Suatu hari Kiai Ahmad Dalhar Watu Congol, Magelang kedatangan seseorang tamu Tionghoa non Muslim. Sang tamu bercerita bahwa perusahaannya bangkrut dan ia harus menanggung hutang yang cukup banyak. Sang tamu minta kepada Kiai agar diberi ‘amalan’ yang dapat ‘mendatangkan’ rejeki sehingga sang tamu dapat melunasi hutang-hutangnya.
Tanpa banyak kata Kiai Ahmad memberi ‘ijazah’ agar sang tamu mengamalkan wirid dengan membaca fatihah dan shalawat. Kiai Ahmad berucap “Wocoen: fatihah satus, shalawat satus. bendino!” (Baca tiap hari! fatihah dan shalawat 100 kali).
Tanpa banyak komentar sang tamu kemudian mohon pamit dan pulang.
Setahun setelah peristiwa itu, Kiai Ahmad kedatangan tamu yang membawa oleh-oleh “wah” mulai dari makanan sampai barang-barang berharga. Kiai Ahmad pun bertanya-tanya kenapa ada tamu yang membawa pemberian begitu banyak. Sang tamu pun menjelaskan bahwa berkat menjalankan ‘amalan” Kiai Ahmad ia mendapatkan jalan keluar. Hutang-hutangnya terlunasi, perusahaannya dapat bangkit kembali.

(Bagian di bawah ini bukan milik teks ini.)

PR #125, opened 2025-11-07
Refactor/minor

tamilari:
There were two minor things that I was a little confused about. But there might be a reason for them?


fmoessbauer (approved):
Makes sense. Thanks!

Kiai Ahmad bertanya, lho kamu Islam apa bukan? Dijawab bukan Islam. Lalu kamu mengamalkan apa? Dijawabnya, “Ya itu Kiai, yang dari panjenengan itu. Panjenengan kan nyuruh saya agar membaca “fatihah satus, sholawat satus… fatihah satus, sholawat satus…“. Ya itu yang saya baca sebanyak-banyaknya.”